We are, perhaps, remiss in taking so long to address this topic. We have instead presumed not merely the capability but some advanced facility in the creation and employment of virtual environments in our previous posts.

Today we remedy that oversight.

Really Pretty Easy

It may be that we are too darned used to relying on Python virtual environments, but as we worked on this post it seems to us that they are really pretty easy to use.

We just checked our Mac development system, and we have 28 virtual environments stacked up in our venvs directory. Some of them are two years old. (We'll probably remove 6 - 10 of them in the wake of this realization.)

We are used to creating new virtual environments for even the most trivial exercise - and then removing them once we are done. We only hope that this post encourages you to do the same and reap the benefits of a truly wonderful Python facility.

My Way (well, Our Way)
We regularly call up virtual environments from the vasty deep. Our creation and use of virtual environments is so frequent that we decided to streamline the process.

The excerpt below is taken from the .bash_profile we most commonly use for our Linux and Mac installations. In it we define two bash functions (menv and genv) and an alias (denv) for making, getting and deactivating virtual environments, respectively.

# ----------- Virtual Environments ---------
function menv {
    if [ $1 = "" ]; then
        echo "Must supply directory name."
    if [ -f ~/venvs/$1/bin/activate ]; then
        echo "venv $1 already exists"
        python3 -m venv ~/venvs/$1
        echo "virtual environment $1 created"

function genv {
    source ~/venvs/$1/bin/activate

alias denv='deactivate'

Note, though, that these commands are only minimally robust. For example, this is all you get if you attempt to genv a virtual environment that does not actually exist:

$ genv demon
-bash: /home/joe/venvs/demon/bin/activate: No such file or directory

Shell Game
Check out the series of commands below. The which -a python command shows that, prior to creating and invoking the virtual environment, there is no python in the system PATH.
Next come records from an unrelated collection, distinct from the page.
PR #1790, opened 2023-01-30
Feature/show2 1457 replace share screen

alantoa:
# Why

replace the QR Code screen with the share screen:
- when a Drop is created
- when a Drop is collected → `Share` button 

because the QR Code screen is more beautiful.  

# How 

- kill the old share screen and use the `QRCodeModal` component to replace it and reduce a lot of repeat code. 
- find out a better Twitter outline style icon to apply on the QR code share screen. 

# Test Plan
- created a Drop and waited for success then check the share screen. 
- selected any already collected drop and then press the `Share` button, and check the share screen.  

the share screen is just like this:


intergalacticspacehighway (approved):
LGTM 😍😍😍

hirbod:
LGTM. Looks very good 👍🏼

hirbod (approved):

PR #1791, opened 2023-01-31
fix: username is too long on Suggested

alantoa:
# Why

Before: 
CleanShot 2023-01-31 at 14 31 36

After: 

CleanShot 2023-01-31 at 14 29 23


intergalacticspacehighway (approved):
LGTM ❇️

PR #1795, opened 2023-01-31
fix: Notifications (List) perf

hirbod:
# Why

I discovered that the Notification list wasn't performing optimally, especially on Android.

# How

After examining and measuring the performance, I found that the function `getFormatDistanceStrictToWeek` was slow due to multiple calls to `new Date` and multiple passes through `date-fns`. This was adding extra milliseconds to the render time. I refactored the function to minimize calls to `new Date` (down to 2) and completely removed the usage of `date-fns` at this stage. This should now prevent significant slowdowns, although date operations are inherently slow. I tested the solution against a large list and saw improved results. Additionally, I memoized the Items and some of their return values, which I deemed expensive.

With the upcoming release of Expo SDK 48, we should reevaluate all of our time and date functions and consider migrating them to `Intl`. This will provide native support for iOS and Android. Additionally, Intl has support for relative time, which could be very beneficial for us.

# Test Plan

### DIFF
--- a/packages/app/utilities.ts
+++ b/packages/app/utilities.ts
@@ -1,7 +1,7 @@
-import * as React from "react";
+import React from "react";
 import { Platform } from "react-native";
 
-import { formatDistanceToNowStrict, formatDistanceStrict } from "date-fns";
+import { formatDistanceToNowStrict } from "date-fns";
 import { ResizeMode } from "expo-av";
 import * as FileSystem from "expo-file-system";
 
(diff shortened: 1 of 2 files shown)


packages/app/utilities.ts
```diff
@@ -637,24 +637,17 @@ export const findTokenChainName = (chainId?: string) => {
...
-  if (days === 0) {
-    const distanceHours = formatDistanceStrict(new Date(time), new Date(), {
-      unit: "hour",
-    });
-    const hours = Number(distanceHours.split(" ")[0]);
-    return `${hours}h`;
-  }
-  if (days >= 7) {
-    return `${Math.ceil(days / 7)}w`;
+  const currentDate = new Date();
```
hirbod, line 640: Actually, we could place `currentDate` outside, which would save one more `new Date` call. Just looks ugly

intergalacticspacehighway (approved):
> consider migrating them to Intl
+1

LGTM ⚡

alantoa (approved):
wow, nice catch! LGTM! ⚡

packages/app/utilities.ts
hirbod: Thumbs up = it's ugly don't do it? 

Or shall I do it?

hirbod: @alantoa @intergalacticspacehighway 
Thumbs up = it's ugly don't do it?

Or shall I do it?

alantoa: I prefer to keeping inner!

The which -a python3 command shows that, prior to creating and invoking the virtual environment, there are two python3's in the system PATH.
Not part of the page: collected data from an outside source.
PR #1797, opened 2023-02-01
fix: don't show header gear to wrong users

hirbod:
# Why

The Settings gear was displayed even when viewing someone else's profile and without checking if the user was logged in, which could lead to spamming the username lookup route.

# How

Had to pass the profile-user down to `HeaderDropdown` to compare some data against the signed-in user, especially when the username is not set.

# Test Plan

https://user-images.githubusercontent.com/504909/216087035-9d37015c-bf7b-4912-a602-63c483c44956.mp4

### DIFF
--- a/packages/app/components/header-dropdown.tsx
+++ b/packages/app/components/header-dropdown.tsx
@@ -1,3 +1,4 @@
+import { useMemo } from "react";
 import { Platform, useWindowDimensions } from "react-native";
 
 import { Avatar } from "@showtime-xyz/universal.avatar";
@@ -27,6 +28,7 @@ import { Text } from "@showtime-xyz/universal.text";
 import { View } from "@showtime-xyz/universal.view";
 
 import { MenuItemIcon } from "app/components/dropdown/menu-item-icon";
+import { UserProfile } from "app/hooks/api-hooks";
 import { useAuth } from "app/hooks/auth/use-auth";
 import { useCurrentUserAddress } from "app/hooks/use-current-user-address";
 import { useUser } from "app/hooks/use-user";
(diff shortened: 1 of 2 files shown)


packages/app/components/header-dropdown.tsx
```diff
@@ -36,27 +38,51 @@ import { breakpoints } from "design-system/theme";
...
   const { colorScheme, setColorScheme } = useColorScheme();
-  const { user } = useUser();
+  const { user: currentUser, isAuthenticated } = useUser();
   const { userAddress } = useCurrentUserAddress();
   const { width } = useWindowDimensions();
   const isWeb = Platform.OS === "web";
   const isMdWidth = width >= breakpoints["md"];
   const isDark = colorScheme === "dark";
+  const walletAddresses = useMemo(
+    () => user?.profile?.wallet_addresses_v2,
```
intergalacticspacehighway: nit: we can avoid memo here

packages/app/components/profile/profile.tsx
```diff
@@ -232,7 +232,13 @@ const Profile = ({ username }: ProfileScreenProps) => {
                 <HeaderLeft canGoBack={true} withBackground />
               )
             }
-            headerRight={<HeaderDropdown type="settings" withBackground />}
+            headerRight={
+              <HeaderDropdown
+                type="settings"
+                withBackground
+                data={profileData?.data}
```
intergalacticspacehighway: nit: should we rename `data` to just `user`?

packages/app/components/header-dropdown.tsx
```diff
@@ -36,27 +38,51 @@ import { breakpoints } from "design-system/theme";
...
+  );
+
+  // If the user is not authenticated, don't show the dropdown
+  if (!isAuthenticated) return null;
+
+  // If the user is on a profile page, and the currentUser is not the same as the passed user,
+  // don't show the dropdown menu (only show it on your own profile page)
+  if (
+    currentUser?.data.profile.username !== user?.profile.username &&
+    !walletAddressMatch
```
intergalacticspacehighway, line 73: curious why we also need to match the address, is the username not sufficient? 🤔

intergalacticspacehighway: okay, got it, new users might not have it set. Good catch 😄

intergalacticspacehighway (approved):
LGTM ❇️

packages/app/components/header-dropdown.tsx
hirbod: You're totally right. I can just use the value directly

packages/app/components/profile/profile.tsx
hirbod: Yes. Honestly thought that but being sick made me lazy lol.

packages/app/components/header-dropdown.tsx
hirbod: Exactly. Because you can basically skip the profile as new user and without that check you would never be able to see the gear again.

alantoa (approved):
LGTM ✨

intergalacticspacehighway (approved):
LGTM ❇️

PR #1799, opened 2023-02-02
fix: missed profile avatar on web

alantoa:
# Why
I just found that we missed the profile avatar on the desktop because [this PR](https://github.com/showtime-xyz/showtime-frontend/pull/1797/files) missed passing the `user` prop to the `header-right.tsx` file. 
cc @intergalacticspacehighway @hirbod 
# How 

changed the type and passed the user prop to the `HeaderDropdown` component in the `header-right.tsx` file

# Test Plan

## Before 

CleanShot 2023-02-02 at 16 07 44

## After 
CleanShot 2023-02-02 at 16 16 24


alantoa:
because already affected the product so have to deploy it first!

hirbod:
Good catch.

PR #1801, opened 2023-02-02
fix: add-wallet button doesn't work

alantoa:
# Why

A few users reported that the add-wallet button doesn't work sometimes on the Wallet Setting page and no prompt to the user, but we already add `Alert` to prompt when connect got an error from the backend. 

So I guess and tried this because `openConnectModalRef` sometimes is `null`, with no reaction when the user clicks the `Add Wallet` button. 

CleanShot 2023-02-02 at 23 22 01 

# How
- Prompt the user to refresh the page when `openConnectModalRef` is `null`. 
- Upgrade the `wagmi` and `ethers` packages versions maybe can fix something. 

# Test Plan 

Check connect the wallet to sign-in flow work well with all wallets since I have updated the `wagmi` version, I have tested `Rainbow` and `MetaMask` and work well.

### DIFF
--- a/packages/app/hooks/use-wallet/use-wallet.web.ts
+++ b/packages/app/hooks/use-wallet/use-wallet.web.ts
@@ -9,6 +9,8 @@ import {
   useDisconnect,
 } from "wagmi";
 
+import { Alert } from "@showtime-xyz/universal.alert";
+
 import { useWeb3 } from "app/hooks/use-web3";
 
 import { useLatestValueRef } from "../use-latest-value-ref";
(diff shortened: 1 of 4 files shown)


packages/app/hooks/use-wallet/use-wallet.web.ts
```diff
@@ -67,7 +69,13 @@ const useWallet = (): UseWalletReturnType => {
     return {
       address,
       connect: async () => {
-        openConnectModalRef.current?.();
+        if (openConnectModalRef.current) {
+          openConnectModalRef.current();
+        } else {
+          Alert.alert(
+            "Oops, connect wallet failed, please refresh the page and then try again."
```
hirbod:
```suggestion
            "Oops, connection to wallet failed. Please refresh the page and try again."
```

hirbod (changes requested):

packages/app/hooks/use-wallet/use-wallet.web.ts
alantoa: thank you!

intergalacticspacehighway (approved):
LGTM ❇️

PR #1802, opened 2023-02-02
chore: update complete profile modal copy

alantoa:
# Why
we need to update the complete profile modal copy and add `<CompleteProfileModalContent />` to the `drop-select` screen.


intergalacticspacehighway (approved):
LGTM ❇️

PR #1931, opened 2023-03-09
fix: message text cannot select

alantoa:
# Why

currently, the comments text cannot select. we need to make it can be selected copy.

# How

instead of using the Swipeable component, we will use View on the web.


intergalacticspacehighway (approved):
LGTM ❇️

hirbod:
Was this an actual request to make it selectable?

PR #1932, opened 2023-03-10
feat: login promise

intergalacticspacehighway:
# Why
- Adds a way to continue user-initiated authenticated actions after the user is authenticated.
- Realised it would be better to add it before doing Spotify decoupling PR as it would need it for better UX.

```
// User taps on authenticated action e.g. like
await loginPromise()
// continue with the action
```

https://user-images.githubusercontent.com/23293248/224194391-4b7eec06-3701-456f-9685-c843598780be.mov

# How
- Some promise hacking

# Test Plan
- Try liking, following when you are not logged in. Action should complete post login.

P.S. for these actions we might also want to add `await onboarding()`. Not a blocker for now.

### DIFF
--- a/packages/app/lib/login-promise/index.ts
+++ b/packages/app/lib/login-promise/index.ts
@@ -1,0 +1,29 @@
+import { useAuth } from "app/hooks/auth/use-auth";
+import { useStableCallback } from "app/hooks/use-stable-callback";
+import { useNavigateToLogin } from "app/navigation/use-navigate-to";
+
+export let loginPromiseCallbacks = {
+  resolve: null as ((v: unknown) => void) | null,
+  reject: null as ((v: unknown) => void) | null,
+};
+
+export const useLogInPromise = () => {
+  const { accessToken } = useAuth();
+  const navigateToLogin = useNavigateToLogin();
+  const loginPromise = useStableCallback(
+    () =>
+      new Promise((resolve, reject) => {
+        if (accessToken) {
+          resolve(true);
+        } else {
+          navigateToLogin();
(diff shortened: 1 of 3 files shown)


packages/app/lib/login-promise/index.ts
```diff
@@ -0,0 +1,29 @@
...
+import { useStableCallback } from "app/hooks/use-stable-callback";
+import { useNavigateToLogin } from "app/navigation/use-navigate-to";
+
+export let loginPromiseCallbacks = {
+  resolve: null as ((v: unknown) => void) | null,
+  reject: null as ((v: unknown) => void) | null,
+};
+
+export const useLogInPromise = () => {
+  const { accessToken } = useAuth();
```
intergalacticspacehighway, line 11: we use useAuth instead of useUser because of some context order issues. UserProvider is down in the hierarchy. I don't like context due to these reasons 😤 . This hook is used in useMyInfo. which I think is above the user provider at some place. It's a bit weird right now. Will spend some time cleaning it up.

packages/app/providers/auth-provider.tsx
```diff
@@ -217,6 +218,13 @@ export function AuthProvider({
     };
   }, [doRefreshToken]);
 
+  useEffect(() => {
+    if (authenticationStatus === "AUTHENTICATED") {
```
intergalacticspacehighway, line 222: we call resolve here instead of login handler. Not sure if it's a good idea. Looks safe for now.

hirbod (approved):
Love it, works great! Same integration done for Onboarding. We can chain the flow now once this is merged and remove some if/else conditions on createDrop and claim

The which python3 command shows that, prior to creating and invoking the virtual environment, the active python3 in the system PATH is located in the /usr/local/bin/ directory.

The python3 command reveals that the version of Python in the /usr/local/bin/ directory is version 3.7.2. (This installation comes from the instructions presented in our earlier post here.)

The /usr/bin/python3 command shows that the Ubuntu distribution Python is version 3.5.2.

The menv devil command creates a virtual environment named devil.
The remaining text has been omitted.